# couple of mills and salt vaults



## DKMD (Oct 8, 2012)

I was given a turning chore list from the boss.

The spalted hard maple vault is for my sister-in-law, and the curly walnut mill that's with it is for one of my wife's friends.
[attachment=11865]

The claro walnut set is for a fundraiser at my son's school and will part of a basket to be auctioned at a wine tasting benefit. This is the first time I've made the little 4" mill, and I like the fact that they're quick and easy.
[attachment=11867][attachment=11868]


----------



## Ancient Arborist (Oct 8, 2012)

Wow, some beautiful pieces. And my favorite kind of turnings. Ubiquitous beauty, stuff you use regularly, made by hand and enjoyed each time its touched and used. Nice work.


----------



## cabomhn (Oct 8, 2012)

Those look great! Would you mind if I copied your first design on a couple of my mills for christmas presents? I was looking for a couple different varieties of simple but elegant forms and that one looks really nice.

That little grinder is pretty nifty too, never seen one that small but I can see the appeal in having something like that to have on the table.


----------



## phinds (Oct 8, 2012)

Nice designs and well executed.


----------



## DKMD (Oct 8, 2012)

cabomhn said:


> Would you mind if I copied your first design on a couple of my mills for christmas presents?



Not at all… It's basically my poor attempt at the Rude Osolnik candlestick shape. Besides, don't you think that mini mill looks a lot like the FBE mill you posted a while back?

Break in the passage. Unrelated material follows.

PR #773, opened 2015-08-18
Use strings for flash keys

AlexVPopov:
If symbol keys are used with set_flash, a spec would fail with:

> Expected FooController to set flash[:bar] to "baz", but it did not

http://woodbarter.com/showthread.php?tid=3087&highlight=pepper+mill


----------



## Kevin (Oct 8, 2012)

Gorgeous! I love that candlestick shape - love that squatty also. All the pieces are beautiful.


----------



## bearmanric (Oct 9, 2012)

Nice turns David. Rick


----------



## NYWoodturner (Oct 9, 2012)

Beautiful stuff Doc ! Question on the salt vault - do you have the lid pivoting on a pin or free floating - and if so is it a friction fit ? 
I tried one with the lid pivoting on a pin - which I thought was a great idea... the mis-aligment earned it a trip to the burn pile though


----------



## Vern Tator (Oct 9, 2012)

NYWoodturner said:


> Beautiful stuff Doc ! Question on the salt vault - do you have the lid pivoting on a pin or free floating - and if so is it a friction fit ?


+1
 Really nice stuff. It comes as no surprise that a competent turner can turn most anything and have it look good. Well done.


----------



## DKMD (Oct 9, 2012)

NYWoodturner said:


> ...Question on the salt vault - do you have the lid pivoting on a pin or free floating...

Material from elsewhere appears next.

PR #777, opened 2015-09-08
list different examples for rspec should and expect style

timoschilling:


mcmire:
Actually, the `should ...` syntax still works regardless of which style you're using: https://github.com/rspec/rspec-expectations/issues/227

I use a short piece of 3/16" cold rolled steel from the BORG. Usually, I glue the pin into the lid and let it spin in the base. I've had better luck drilling at least an inch into the base and about 3/8 to 1/2" into the lid. I've used magnets in the past opposite the pin, but I didn't feel like doing it on this one.

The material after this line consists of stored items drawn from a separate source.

Issue #776, opened 2015-09-04
validate_uniqueness_of matcher failed for integer


JuanitoFatas:
Hello!

I have a model,

```ruby
class User
  # github_id is an integer.
  validates_uniqueness_of :github_id, allow_blank: true
end
```

In `spec/models/user_spec`:

```ruby
describe User do
  context "validations" do
    it { should validate_uniqueness_of(:github_id).allow_blank }
  end
end
```

This test failed because from [active_record/validate_uniqueness_of_matcher.rb#L298-L300](https://github.com/thoughtbot/shoulda-matchers/blob/v2.8.0/lib/shoulda/matchers/active_record/validate_uniqueness_of_matcher.rb#L298-L300):

```ruby
def existing_record_is_blank?
  @existing_record.present? && existing_value.strip == ''
end
```

it is calling `strip` on the integer, and integer does not have `strip` method:

```
Failure/Error: it { should validate_uniqueness_of(:github_id).allow_blank }
NoMethodError:
  undefined method `strip' for 0:Fixnum
```

Should this `#existing_record_is_blank?` check `existing_value` by Rails's `blank?` method?

Thanks. I'm using shoulda-matchers v2.8.0.

mcmire:
Yeah, I think that definitely makes sense.

mcmire:
Closing this issue in favor of #781.

Issue #760, opened 2015-07-14
Tighten CouldNotSetAttributeError restriction on allow_value, but provide a way to get around it


mcmire:
Right now we restrict `allow_value` such that if you're trying to set the attribute to a non-nil value, but it ends up being nil, *or* you're trying to set the attribute to nil but it ends up being non-nil, then you'll get a `CouldNotSetAttributeError`. We need to tighten this restriction so that if the before and after values are *completely* different then you get this error. (I got just bitten by a case in which I was trying to validate numericality of an attribute that strips non-numbers anyway, thereby making the validation useless. But I didn't make the connection at first.)

**However**, we also need to recognize that this logic will sometimes fail, and people need a way to tell the gem, "look, I get it, I know that this attribute is going to change the value I give it and do something else, and that's okay". Probably this looks like another qualifier on `allow_value`, although I'm not sure what to call the qualifier yet. But it could look something like this:

``` ruby
it do
  should allow_value("foo").for(:bar).ignoring_value_changes
end
```

mcmire:
This is now done in 9d9dc4e6b9cf2c19df66a1b4ba432ad8d3e5dded.

The qualifier we're adding is called `ignoring_interference_by_writer`:

``` ruby
it { should_not allow_value([]).for(:attr).ignoring_interference_by_writer }
```

PR #781, opened 2015-09-21
Use ActiveSupport Object#blank? for checking record existing value

JuanitoFatas:
For #776.

I want to write a spec in `spec/unit/shoulda/matchers/active_record/validate_uniqueness_of_matcher_spec.rb`, but I don't really understand how to write one. Any advices?

Thanks!

--

Note for myself

Run a single spec: `bundle exec appraisal 4.2 rspec spec/unit/shoulda/matchers/active_record/validate_uniqueness_of_matcher_spec.rb`

### DIFF
--- a/lib/shoulda/matchers/active_record/validate_uniqueness_of_matcher.rb
+++ b/lib/shoulda/matchers/active_record/validate_uniqueness_of_matcher.rb
@@ -346,7 +346,7 @@ module Shoulda
         end
 
         def existing_record_is_blank?
-          @existing_record.present? && existing_value.strip == ''
+          @existing_record.present? && existing_value.blank?
         end
 
         def create_record_in_database(options = {})
--- a/spec/unit/shoulda/matchers/active_record/validate_uniqueness_of_matcher_spec.rb
+++ b/spec/unit/shoulda/matchers/active_record/validate_uniqueness_of_matcher_spec.rb
@@ -163,6 +163,17 @@ describe Shoulda::Matchers::ActiveRecord::ValidateUniquenessOfMatcher, type: :mo
       end
     end
 
+    context 'when the attribute is an integer' do
+      it 'accepts' do
+        record = build_record_validating_uniqueness(
+          attribute_type: :integer,
+          validation_options: { allow_blank: true }
+        )
+
+        expect(record).to validate_uniqueness.allow_blank
+      end
+    end
+
     context 'when the record is created beforehand' do
       context 'when the subject is a new record' do
         it 'accepts' do


JuanitoFatas:
screenshot 2015-09-22 00 06 30

:point_down: change to single quote :point_down: 

screenshot 2015-09-22 00 06 35

:confused: :grey_question:

lib/shoulda/matchers/active_record/validate_uniqueness_of_matcher.rb
```diff
@@ -346,7 +346,8 @@ def existing_record_is_nil?
         end
 
         def existing_record_is_blank?
-          @existing_record.present? && existing_value.strip == ''
+          require 'active_support/core_ext/object/blank'
```
mcmire: Can you put this at the top of the file? I think that might be a better place for this.

Also, this should be single quotes, ignore Hound -- I'm not sure what's up, I'll have to take a closer look at that.

mcmire:
In order to figure out which spec to write, why do you feel like you need to require ActiveSupport here? What problem is this solving?

JuanitoFatas:
> why do you feel like you need to require ActiveSupport here?

Because we want to use the `blank?` method to check if existing value is blank or not.

> What problem is this solving?

Checking for integer won't fail because it does not have a `strip` method.

lib/shoulda/matchers/active_record/validate_uniqueness_of_matcher.rb
JuanitoFatas: Thanks :+1: Changed require at top.

mcmire:
@JuanitoFatas Oh, right, I didn't catch you're fixing the issue you posted earlier, my bad.

If you look in [validate_uniqueness_of_spec](https://github.com/thoughtbot/shoulda-matchers/blob/master/spec/unit/shoulda/matchers/active_record/validate_uniqueness_of_matcher_spec.rb), you'll notice that there are lots and lots of contexts. This may seem daunting but the one we want to look for is "when the model has a uniqueness validation". So somewhere inside of this context, we need to add another context for "when the attribute is an integer". The best place for this looks like right after the first context, "when the attribute has a character limit" (which is assuming that the attribute is a string). 

As far as the test itself goes, we have a `build_record_validating_uniqueness` helper method that essentially makes a dummy model with some kind of attribute and gives that attribute a uniqueness validation. You can specify what the type of that attribute is by passing an `attribute_type` to `build_record_validating_uniqueness`. So you build a record, and then in order to test that the uniqueness validation runs against that record and passes, you can simply say `expect(record).to validate_uniqueness` (where `validate_uniqueness` is another method that wraps the `validate_uniqueness_of` matcher).

mcmire:
By the way, you shouldn't have to require ActiveSupport explicitly. Since `validate_uniqueness_of` is an ActiveRecord matcher, I think we can already assume that ActiveSupport has been fully loaded.

JuanitoFatas:
> @JuanitoFatas Oh, right, I didn't catch you're fixing the issue you posted earlier, my bad.

No worries :grinning: 

Thanks for the nice heads up on how to write a spec for this.

> By the way, you shouldn't have to require ActiveSupport explicitly. Since validate_uniqueness_of is an ActiveRecord matcher, I think we can already assume that ActiveSupport has been fully loaded.

:+1: Removed

--

The spec is still failing though :sweat:...

```
$ BUNDLE_GEMFILE=/Users/Juan/dev/shoulda-matchers/gemfiles/4.2.gemfile bundle exec rspec spec/unit/shoulda/matchers/active_record/validate_uniqueness_of_matcher_spec.rb:167

Shoulda::Matchers::ActiveRecord::ValidateUniquenessOfMatcher
  when the model has a uniqueness validation
    when the attribute is an integer
      accepts (FAILED - 1)

Failures:

  1) Shoulda::Matchers::ActiveRecord::ValidateUniquenessOfMatcher when the model has a uniqueness validation when the attribute is an integer accepts
     Failure/Error: expect(record).to validate_uniqueness.allow_blank
       Expected Class to be able to set attr to "", but got nil instead.
     # ./lib/shoulda/matchers/active_model/allow_value_matcher.rb:330:in `ensure_that_attribute_has_been_changed_to_or_from_nil!'
     # ./lib/shoulda/matchers/active_model/allow_value_matcher.rb:313:in `set_attribute_ignoring_range_errors'
     # ./lib/shoulda/matchers/active_model/allow_value_matcher.rb:307:in `set_attribute'
     # ./lib/shoulda/matchers/active_model/allow_value_matcher.rb:302:in `value_matches?'
     # ./lib/shoulda/matchers/active_model/allow_value_matcher.rb:264:in `block in matches?'
     # ./lib/shoulda/matchers/active_model/allow_value_matcher.rb:264:in `each'
     # ./lib/shoulda/matchers/active_model/allow_value_matcher.rb:264:in `all?'
     # ./lib/shoulda/matchers/active_model/allow_value_matcher.rb:264:in `matches?'
     # ./lib/shoulda/matchers/active_model/validation_matcher.rb:40:in `allows_value_of'
     # ./lib/shoulda/matchers/active_record/validate_uniqueness_of_matcher.rb:318:in `allows_blank?'
     # ./lib/shoulda/matchers/active_record/validate_uniqueness_of_matcher.rb:268:in `matches?'
     # ./spec/unit/shoulda/matchers/active_record/validate_uniqueness_of_matcher_spec.rb:173:in `block (4 levels) in <top (required)>'

Finished in 0.05759 seconds (files took 7.23 seconds to load)
1 example, 1 failure

Failed examples:

rspec ./spec/unit/shoulda/matchers/active_record/validate_uniqueness_of_matcher_spec.rb:167 # Shoulda::Matchers::ActiveRecord::ValidateUniquenessOfMatcher when the model has a uniqueness validation when the attribute is an integer accepts

Randomized with seed 10504
```

My [setup & exercise](https://github.com/JuanitoFatas/shoulda-matchers/blob/patch/validate_uniqueness_of-handle-integer/spec/unit/shoulda/matchers/active_record/validate_uniqueness_of_matcher_spec.rb#L168-L173) is not correct? :confused: Or we found a new bug? :heart_eyes:

mcmire:
Ah, you're trying to use the matcher with `allow_blank`, I see.

So you're getting a CouldNotSetAttributeError because when using `allow_blank`, the matcher will try to set the attribute in question to an empty string. This doesn't really make sense on an integer attribute since it doesn't allow every blank value -- it will implicitly convert an empty string to nil. So the matcher is confused because the value that the attribute was set to isn't really the value it is set to (`""` was changed to `nil`).

So I would argue that kind of test isn't necessary and we should probably have an error message that says so. I'm working on [a way to get around this](https://github.com/thoughtbot/shoulda-matchers/issues/760) in case you *really* want to write a test anyway.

I've been meaning to make a little jig to make the drilling more accurate, but I just haven't gotten around to it... A little right angle jig that you can push the lid and body against should make the holes perfect and reproducible.


----------



## davduckman2010 (Oct 9, 2012)

Joe Rebuild said:


> DKMD said:
> 
> 
> > I was given a turning chore list from the boss.
> ...



lol mine was boones farm strawberry hill  all beutifull dave once again --duck


----------



## Dan.S.314 (Oct 9, 2012)

Those are nnnnnnnnnnniiiiiiiiiiiiiiiiiiicccccccccccccccceeeeeee. Wood, shape, everything! The figure on those woods is just incredible. I really like the vaults, heck those are so nice I want to turn one myself. Thank you for some inspiration! 
Dan


----------



## duncsuss (Oct 11, 2012)

I still haven't attempted anything with the peppermill kit that's been sitting on the bench for over a year ... when I do (finally!) get around to it, I think I'll try to fashion it after yours. That's a very elegant mill.


----------



## michael james (Oct 11, 2012)

As usual, very nice work David! Nice detail camera work on some stunning Claro. I hope your efforts net enough to "buy out" of the next fund raiser. 
mj


----------



## TimR (Oct 12, 2012)

Great job as always David!


----------